甄命苦一臉嚴肅:“這可難說,說不定哪天娘子軍的首領親自過來招降我,我看對方秀色可餐,胸大腰細屁股翹的,皮膚如白瓷一樣白皙嬌嫩,還口口聲聲對我說願意一生一世陪在我身邊,允許我抱着她香香的身子睡覺,我到時候被對方勾了魂魄,跟她私奔了也不一定。”
“哈哈哈……”
環兒和杏兒兩人俏臉通紅地捂上耳朵,不願再聽甄命苦滿口胡說八道。
“我說的是真的。”
衆人笑得更厲害了。
甄命苦嘆了一口氣,一臉無奈,轉移話題說:“我聽杜先生說了,今年江淮各地大豐收,八月中秋快到了,我覺得應該讓全城放假三天,好好慶祝一下。”
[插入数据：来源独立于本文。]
PR #779, opened 2022-01-14
[libos] Change ROOT_INODE to ROOT_FS

liqinggd:
The filesystem should be the owner of its root inode, so we should record the fs in occlum

Remember to merge https://github.com/occlum/sefs/pull/42


guzongmin (approved):
LGTM

PR #781, opened 2022-01-17
Enable the grpc ra-tls demo

yuanwu2017:
Signed-off-by: yuanwu <yuan.wu@intel.com>


demos/ra_tls/configs/etc/sgx_default_qcnl.conf
```diff
@@ -0,0 +1,6 @@
+# PCCS server address
+# PCCS_URL=https://localhost:8081/sgx/certification/v3/
+PCCS_URL=https://sgx-dcap-server.cn-shanghai.aliyuncs.com/sgx/certification/v3/
```
qzheng527, line 3: @yuanwu2017 You don't need update this PCCS_URL manually.
In our github action, the composite HW action sets the PCCS_URL as expected.
https://github.com/occlum/occlum/blob/master/.github/workflows/composite_action/hw/action.yml#L43

But for local test, you can add note in the README that the PCCS_URL may be updated according to user's PCCS settings.

qzheng527:
@yuanwu2017 Can you rebase your patch to the latest? Then we can manually trigger HW action CI to see the result?
It takes really long time to do the prepare in my local env. (maybe network is not stable)

demos/ra_tls/configs/etc/sgx_default_qcnl.conf
yuanwu2017: Ok

PR #794, opened 2022-01-21
Fix vfork child process not close opened files

jessehui:
Same as NGO PR: https://github.com/occlum/ngo/pull/197


guzongmin (approved):
LGTM

PR #814, opened 2022-02-11
Add DCAP MAA demo

qzheng527:
Draft， do not merge


demos/remote_attestation/maa/gen_quote/gen_maa_json.c
```diff
@@ -0,0 +1,115 @@
...
+    printf("quote size = %d\n", quote_size);
+
+    p_quote_buffer = (uint8_t*)malloc(quote_size);
+    if (NULL == p_quote_buffer) {
+        printf("Couldn't allocate quote_buffer\n");
+        goto CLEANUP;
+    }
+    memset(p_quote_buffer, 0, quote_size);
+
+    uint8_t enclave_held_data[6] = {0x01, 0x02, 0x03, 0x04, 0x05, 0x06};
```
tychobrailleur, line 71: Is there an example somewhere of how this can be retrieved/computed from an app running with Occlum, for example a JVM-based app?

qzheng527: @tychobrailleur Did you mean how to retrive the "enclave_held_data"? 
The "enclave_held_data" in this example is actaully sgx report data which usually is input by the user.
Once the sgx quote is generated, the report data could be parsed from it, just like the example does in https://github.com/qzheng527/occlum/blob/maa/demos/remote_attestation/maa/gen_quote/gen_maa_json.c#L105.

So for a JVM-based app running in Occlum, similar DCAP operation needs to be added to retrieve any information from the SGX quote. And if the DCAP operation is not feasible to add in the app, Occlum recomends to add it in the Occlum init stage. 
```
For every Occlum built application, it starts [init](https://github.com/occlum/occlum/blob/master/tools/init) process first, then starts the real application in RootFS. The default init process just run RootFS integrity check and then load the RootFS where the real application is located.
```
Thus a customized init needs to be provided when building Occlum image. For how to customize the init , please refer to the demo [`init_ra_flow`](https://github.com/occlum/occlum/tree/master/demos/remote_attestation/init_ra_flow).

tychobrailleur: Yes, that's what I meant.  Makes sense, that `occlum init` info is helpful!  thanks @qzheng527

PR #840, opened 2022-03-10
Fix init_ra HW action timing issue

qzheng527:
1. Fix bug in init_ra HW CI.
2. Delete ra_tls HW CI case since it is almost covered in init_ra demo.
3. Add some brief introduction about init_ra in the doc remote_attestation.


guzongmin (approved):
LGTM

PR #844, opened 2022-03-16
[tools]Support chroot inside copy_bom

StevenJiang1110:
Support executing file operations inside rootfs with `copy_bom`. The example usage is `copy_bom -f XXX.yaml --rootfs YYY`, then file operations will be executed like `chroot YYY cp a b`. If rootfs is set, `copy_bom` will require sudo privilege since `chroot` requires it.


StevenJiang1110:
Under test now. Not ready to merge.

PR #845, opened 2022-03-17
Add support for UTIME

Bonjourz:
1. Add syscall support for UTIME, relevant syscalls:
    a. utime
    b. utimes
    c. futimesat
    d. utimensat

2. Add test case for UTIME, other test cases are enabled in https://github.com/occlum/gvisor/pull/11


src/libos/src/fs/file_ops/utimes.rs
```diff
@@ -0,0 +1,192 @@
...
+        atime.validate()?;
+        let mtime = timespec_t::from(utimbuf.mtime);
+        mtime.validate()?;
+        Ok(utimes_timespec_tuple_t { atime, mtime })
+    }
+
+    pub fn from_timeval_ptr(ptr: *const timeval_t) -> Result<utimes_timespec_tuple_t> {
+        from_user::check_array(ptr, 2)?;
+        let atime_ptr = unsafe { ptr.offset(0) };
+        let atime = unsafe { *atime_ptr };
```
guzongmin, line 47: Should we check the atime_ptr with from_user::check_ptr(atime_ptr)?

src/libos/src/fs/file_ops/utimes.rs
```diff
@@ -0,0 +1,192 @@
...
+        let atime = timespec_t::from(atime);
+        atime.validate()?;
+        let mtime_ptr = unsafe { ptr.offset(1) };
+        let mtime = unsafe { *mtime_ptr };
```
guzongmin, line 51: Should we check the mtime_ptr with from_user::check_ptr(mtime_ptr)?

src/libos/src/fs/file_ops/utimes.rs
```diff
@@ -0,0 +1,192 @@
...
+        let mtime = timespec_t::from(mtime);
+        mtime.validate()?;
+        Ok(utimes_timespec_tuple_t { atime, mtime })
+    }
+
+    pub fn from_timespec_ptr(ptr: *const timespec_t) -> Result<utimes_timespec_tuple_t> {
+        from_user::check_array(ptr, 2)?;
+        let atime_ptr = unsafe { ptr.offset(0) };
+        let atime = unsafe { *atime_ptr };
```
guzongmin, line 60: Should we do more checks before using those unsafe points?

src/libos/src/fs/syscalls.rs
```diff
@@ -700,3 +700,45 @@ pub fn do_flock(fd: FileDesc, operation: i32) -> Result<isize> {
     file_ops::do_flock(fd, flock_ops)?;
     Ok(0)
 }
+
+pub fn do_utime(path: *const i8, times_u: *const utimbuf_t) -> Result<isize> {
+    let utimes_tuple = if !times_u.is_null() {
+        Some(utimes_timespec_tuple_t::from_utimbuf_ptr(times_u)?)
+    } else {
+        None
```
guzongmin, line 708: "If times is NULL, then the access and modification times of the file are set to the current time." 
Should we set the utimes_tuple with current time instead of using Option?

src/libos/src/fs/file_ops/utimes.rs
Bonjourz: The `atime_ptr` is checked in line 45: 
```
from_user::check_array(ptr, 2)?;
```

src/libos/src/fs/file_ops/utimes.rs
Bonjourz: The `mtime_ptr` is checked in line 45:
```
from_user::check_array(ptr, 2)?;
```
Should we refactor the code as:
```
...
let atime_ptr = unsafe { ptr.offset(0) };
from_user::check_ptr(atime_ptr)?
let atime = unsafe { *atime_ptr };
...
let mtime_ptr = unsafe { ptr.offset(1) };
from_user::check_ptr(atime_ptr)?
let mtime = unsafe { *mtime_ptr };
...
```
?

src/libos/src/fs/syscalls.rs
Bonjourz: If the `times_u` is null, the `get_utimes(...)` in `file_ops/utimes.rs` will be called with `times : Option<...> = None`, then it will return:
```
Ok(TimespecTuple {
    atime: Some(now),
    mtime: Some(now),
})
```

src/libos/src/fs/file_ops/utimes.rs
Bonjourz: I think the check is sufficient currently...

liqinggd (changes requested):
We should handle the unsafe structures in `sysycalls.rs` and transform them into safe, the code inside file_ops should use safe structures.

Bonjourz:
> We should handle the unsafe structures in `sysycalls.rs` and transform them into safe, the code inside file_ops should use safe structures.

Done

src/libos/src/fs/syscalls.rs
guzongmin: What I mean is: if we could do the check here, then we do not need to use utimes_timespec_tuple_t instead of Option<utimes_timespec_tuple_t> as the parameter of do_utimes.
BTW: Can we use get_utimes here? If we do this, we may be able to return error earlier.

Bonjourz: I have refactored the code, the diff can be seen in https://github.com/occlum/occlum/pull/846/files. If we think it is better, I will apply such changes to current PR.

Bonjourz: Done.

src/libos/src/fs/file_ops/utimes.rs
```diff
@@ -0,0 +1,154 @@
...
+fn timespec_valid(time: timespec_t) -> bool {
+    if (time.nsec() == UTIME_NOW || time.nsec() == UTIME_OMIT) {
+        true
+    } else {
+        time.sec() >= 0 && time.nsec() >= 0 && time.nsec() < 1_000_000_000
+    }
+}
+
+pub fn do_utimes(
+    dirfd: i32,
```
guzongmin, line 87: Is it better to use FileDesc, FsPath as the parameter of the functions in utimes.rs.
You could add a do_utimes function in syscalls.rs to do the translation, or just move this function to syscalls.rs.

src/libos/src/fs/file_ops/utimes.rs
```diff
@@ -0,0 +1,154 @@
...
+}
+
+fn do_utimes_fd(fd: FileDesc, atime: Utime, mtime: Utime, flags: i32) -> Result<()> {
+    debug!(
+        "utimes_fd: fd: {:?}, atime: {:?}, mtime: {:?}, flags: {:?}",
+        fd, atime, mtime, flags
+    );
+
+    if flags != 0 {
+        return_errno!(EINVAL, "invalid argument");
```
guzongmin, line 114: The error message could be more clear :"parameter "flags" is invalid"

Bonjourz: Done.

src/libos/src/fs/file_ops/utimes.rs
Bonjourz: I add `do_utimes_wrapper()` in `syscalls.rs` since `do_utimes` is already used.

guzongmin (approved):
LGTM

PR #201, opened 2020-01-07
Fix/unit view data

mikkoisa:
- Fix issues caused by previous modifications to unit view
- Move unit event list redux state to selectedUnit redux state (where reservations are already)
- Further improve unit view lifecycle methods
- Move selected unit state modification to unit view from other components


src/components/ListItems/SimpleListItem/SimpleListItem.js
```diff
@@ -41,11 +41,9 @@ const SimpleListItem = (props) => {
           </Typography>
         </ListItemText>
       </ListItem>
-      {divider ? (
-        <li>
```
Dremars: I'm wondering if having `<li>` element itself as aria hidden would solve problem with list length being wrong with screenreaders.

src/redux/actions/selectedUnitEvents.js
```diff
@@ -0,0 +1,30 @@
...
+  const onStart = () => dispatch(more ? isFetchingMore() : isFetching());
+  const onSuccess = data => dispatch(fetchSuccess(data.data, data.meta));
+  const onError = e => dispatch(fetchError(e.message));
+
+  // Fetch data
+  unitEventsFetch({ location: `tprek:${unitId}`, page_size: pageSize || 5 }, onStart, onSuccess, onError);
+};
+
+
+export const fetchAdditionalEvents = (unitId, pageSize, next) => async (dispatch) => {
```
Dremars: UnitId and pageSize seem unnecessary since next parameter is passed to `fetchWrapper` and overrides all options with `null`. In this case ```{ location: `tprek:${unitId}`, page_size: pageSize }``` is unnecessary.

src/redux/actions/selectedUnitReservations.js
```diff
@@ -2,21 +2,34 @@ import { reservations } from './fetchDataActions';
...
   };
   const onError = e => dispatch(fetchError(e.message));
 
   // Fetch data
-  reservationsFetch({ unit: `tprek:${id}` }, onStart, onSuccess, onError, null, id);
+  reservationsFetch({ unit: `tprek:${id}`, page_size: pageSize || 5 }, onStart, onSuccess, onError);
+};
+
+
+export const fetchAdditionalReservations = (id, pageSize, next) => async (dispatch) => {
```
Dremars: Id and pageSize seem unnecessary since next parameter is passed to `fetchWrapper` and overrides all options with `null`. In this case ```{ unit: `tprek:${unitId}`, page_size: pageSize }``` is unnecessary.

src/redux/reducers/fetchDataReducer.js
```diff
@@ -61,8 +61,10 @@ const dataSetReducer = (state, action, prefix) => {
 // Reducers for fetching single data
 const dataSingleInitialState = {
   isFetching: false,
+  isFetchingMore: false,
```
Dremars: I think we can have single `isFetching` value in state. We either are fetching or not. Otherwise you have to check both values everywhere since we can't start new fetches if data is currently being fetched in any way.

src/redux/reducers/fetchDataReducer.js
```diff
@@ -73,6 +75,12 @@ const dataSingle = (state, action, prefix) => {
         isFetching: true,
         errorMessage: null,
       };
+    case `${prefix}_IS_FETCHING_MORE`:
```
Dremars: This can be removed if we move back to single `ìsFetching` lets handle differences in redux actions.

src/components/ListItems/SimpleListItem/SimpleListItem.js
mikkoisa: Works good that way! Fixed

src/redux/actions/selectedUnitEvents.js
mikkoisa: Good point, fixed!

src/redux/actions/selectedUnitReservations.js
mikkoisa: Fixed

src/redux/reducers/fetchDataReducer.js
mikkoisa: This is true, fixed!

src/redux/reducers/fetchDataReducer.js
mikkoisa: Fixed

PR #202, opened 2020-01-07
Fix/search suggestion zindex

Dremars:
- Fix issue with z-index in address view search suggestions
- Refactor z-indexes to theme object


Dremars:
[Yläosion sticky elementit rikkoutuvat](https://trello.com/c/ebgSJR3u/269-yl%C3%A4osion-sticky-elementit-rikkoutuvat)

src/layouts/DefaultLayout.js
```diff
@@ -44,6 +44,10 @@ const createContentStyles = (
       visibility: isMobile && (!mobileMapOnly || settingsOpen) ? 'hidden' : '',
       height: isMobile ? `calc(100% - ${topBarHeight})` : '100%',
       width: '100%',
+      zIndex: 1300,
```
mikkoisa: Näyttökuva 2020-1-8 kello 15 03 11
This z-index of the map seems to be larger than top bar's

src/views/MapView/styles.js
```diff
@@ -127,10 +127,10 @@ const styles = theme => ({
     color: '#fff',
   },
   topArea: {
-    zIndex: 99999999,
     position: 'fixed',
     top: config.topBarHeight,
     width: '100%',
+    zIndex: theme.zIndex.modal,
```
mikkoisa: Could this z-index use theme.zIndex.infront for example, since the element is not actually modal

src/layouts/DefaultLayout.js
Dremars: Good point. This should be fixed now

src/views/MapView/styles.js
Dremars: True. I've changed it to infront in 2d92484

杜克明一臉擔憂:“話是沒錯,可要是不提早準備,唐軍攻城那一天,我們豈不是措手不及?”
李大亮在一旁笑道:“杜先生大可不必擔憂,暗衛軍一向不靠人多取勝,有杜家軍時刻嚴防,城裡百姓可以放心地歡歌笑舞,再說,李建成生性多疑,見我歷陽城防範如此鬆懈,一定會懷疑其中有詐,未必敢全力攻城,必定是先派小支先頭部隊試探,到時候杜家軍突然發難,打他們一個心驚膽裂,軍心紊亂!”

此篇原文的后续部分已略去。